I’ve reached my least favorite bit of novel writing again, the end of the middle. In the beginning everything is peachy, I’ve got drive, energy, and none of my plans have turned out to be stupid wastes of time yet. As I write the energy dissipates and problems emerge – I start to uncover gaping idiocies, characters make very good points about why they would never do something like what I needed them to do for the plot, etc. The novel is starting to go off the rails.

Every time this happens, I struggle desperately to hold it on course, and sometimes this gets me through. Other times it just means wasted words on a plot that’s not worth keeping (see previous novel). Either way, I always run into the wall at the exact same place, the 2/3 mark. It’s the place where my bright beginning seems like hair brained scheming, but the end is still so far away I can’t see the finish line. Every morning I wake up feeling like I should just stop, go back and edit my way into something resembling a coherent plot. Sometimes, I give in, but not this time.

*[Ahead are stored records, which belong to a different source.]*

PR #11122, opened 2019-03-10
moved XSD to HTTPS

OskarStark:
as @fabpot did this in the code base, I think we should reflect the changes in the docs, too.

Refs https://github.com/symfony/symfony/pull/30434

PR #11168, opened 2019-03-15
Fix wrong usage of https in the monolog.xml file

PaddyS:
The `monolog.xml` examples mixup 'http' and http**s**, which results in the XML configuration being invalid.

The mixup results in the [XmlFileLoader](https://github.com/symfony/symfony/blob/master/src/Symfony/Component/DependencyInjection/Loader/XmlFileLoader.php) being unable to properly replace the URL with the actual local path, so he tries to load the actual URL, which is not available.

This also happened for the `services`.xsd - but since it's also available via URL, that's not an actual issue.

Should I also change that?

### DIFF
--- a/logging.rst
+++ b/logging.rst
@@ -120,7 +120,7 @@ to write logs using the :phpfunction:`syslog` function:
             xsi:schemaLocation="http://symfony.com/schema/dic/services
                 https://symfony.com/schema/dic/services/services-1.0.xsd
                 http://symfony.com/schema/dic/monolog
-                https://symfony.com/schema/dic/monolog/monolog-1.0.xsd">
+                http://symfony.com/schema/dic/monolog/monolog-1.0.xsd">
 
             <monolog:config>
                 <monolog:handler
@@ -199,7 +199,7 @@ one of the messages reaches an ``action_level``. Take this example:
             xsi:schemaLocation="http://symfony.com/schema/dic/services
                 https://symfony.com/schema/dic/services/services-1.0.xsd
                 http://symfony.com/schema/dic/monolog
-                https://symfony.com/schema/dic/monolog/monolog-1.0.xsd">
+                http://symfony.com/schema/dic/monolog/monolog-1.0.xsd">
 
             <monolog:config>
                 <monolog:handler
@@ -305,7 +305,7 @@ option of your handler to ``rotating_file``:
             xsi:schemaLocation="http://symfony.com/schema/dic/services
                 https://symfony.com/schema/dic/services/services-1.0.xsd
                 http://symfony.com/schema/dic/monolog
-                https://symfony.com/schema/dic/monolog/monolog-1.0.xsd">
+                http://symfony.com/schema/dic/monolog/monolog-1.0.xsd">
 
             <monolog:config>
                 <!-- "max_files": max number of log files to keep


javiereguiluz:
I never use XML, so this is not easy for me ... but maybe the reason of the error is that neither the HTTP nor the HTTPS version of the monolog XSD file exists on symfony.com?

404 error -> http://symfony.com/schema/dic/monolog/monolog-1.0.xsd
404 error -> https://symfony.com/schema/dic/monolog/monolog-1.0.xsd
200 OK    -> http://symfony.com/schema/dic/services/services-1.0.xsd
200 OK    -> https://symfony.com/schema/dic/services/services-1.0.xsd

Maybe @xabbuh or @OskarStark can help us here.

OskarStark:
This could be the reason Javier, mixing such URLs does not result in invalid XML per definition.
Before I changed this in PR I talked to @fabpot and he told me (and that makes sense) that all of them should be switched.
But the question is here, http and S for Monolog are 404, how could it work before ?! 🤔

wouterj:
That's not the case, @javiereguiluz. Namespaces (the first, third, fifth, etc URL in `xsi:schemaLocation` are always URLs in XML. However, these just acts as keys in a key-value store, so the namespace URL doesn't have to exists.

Then, the XSD file (the second, forth, sixth, etc URL in `xsi:schemaLocation`) sometimes exists on the online version. However, in Symfony this is [not the case](https://github.com/symfony/symfony/blob/b7e798ef745a09ca2e76fba4afad0a04fcbd9195/src/Symfony/Component/DependencyInjection/Loader/XmlFileLoader.php#L612-L613):

```php
$ns = $extension->getNamespace();
$path = str_replace([$ns, str_replace('http://', 'https://', $ns)], str_replace('\\', '/', $extension->getXsdValidationBasePath()).'/', $items[$i + 1]);
```

In short, the XML namespace is replaced by `Extension#getXsdValidationBasePath()` in the XSD url. Evenmore, we can see that also the `https://` version of the XML namespace is replaced. ``Extension#getXsdValidationBasePath()`` references the file location of the XSD in the bundle.

Thus:

| XML namespace | XSD url | location
| --- | --- | ---
| http://symfony.com/schema/dic/services | https://symfony.com/schema/dic/services/services-1.0.xsd | `%base_path%/services-1.0.xsd`
| http://symfony.com/schema/dic/services | http://symfony.com/schema/dic/services/services-1.0.xsd | `%base_path%/services-1.0.xsd`
| https://symfony.com/schema/dic/services | https://symfony.com/schema/dic/services/services-1.0.xsd | `%base_path%/services-1.0.xsd`
| https://symfony.com/schema/dic/services | http://symfony.com/schema/dic/services/services-1.0.xsd | `http://symfony.com/schema/dic/services/services-1.0.xsd`
| https://symfony.com/schema/dic/services | https://symfony.com/schema/dic/services/foo/bar/services-1.0.xsd | `%base_path%/foo/bar/services-1.0.xsd`

These changes are however only made recently: https://github.com/symfony/symfony/commit/95e90b87b68540d001f1ece981423f50660b5e4a It is not yet included in a release, so PR changing this in the docs was merged too quickly.

Given it's about to be released in all versions, I would vote to close this PR. If we think it is a problem to have this bug in the docs for 2 weeks, we should merge this one and revert the merge of https://github.com/symfony/symfony-docs/pull/11122

xabbuh:
I am now wondering if the changes in the code don't he to be reverted as otherwise XML configs that were valid before will soon become invalid.

wouterj:
That's not true. Previously, everything was http only. Now, https is also supported

PaddyS:
Thanks @wouterj for pointing out the commit, which is going to include `https` in the `XmlFileLoader` soon.
Actually I'm totally fine with closing my PR, if that issue is going to be fixed in Symfony itself. 👍 

Yet I am not quite familiar with how the versioning of the docs work here.
Shouldn't that change to the documentation be part of the `Symfony 4.3 (master)` doc version in the meanwhile, until the commit to the `XmlFileLoader` gets merged into Symfony 4.2.*?
Not sure what's the proper workflow here.

wouterj:
Yeah, normally I would assume it should target 4.3. But for some reason the PR was merged into 3.4 in the code: https://github.com/symfony/symfony/commit/95e90b87b68540d001f1ece981423f50660b5e4a

In the docs, we try to follow Symfony's versions as close as possible

wouterj:
Thanks for your PR btw! Unfortunately, I'm going to close it, but looking forward to other contributions from you! :wink:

I’ve talked before about the novel as a wicked problem, a problem you don’t know how to solve until you’ve solved it. This was true two novels ago, last novel, and it’s true now. The 2/3 mark is where I’m deepest in the problem, my feet haven’t been able to touch bottom for a while, and I’m getting really tired of swimming. But I know if I keep going, push through to the good scenes that are still there, I’ll finish. Of course, the novel will be terrible, but my first drafts are always terrible. I’m just starting to realize this is because I’m secretly a much better reviser than a writer.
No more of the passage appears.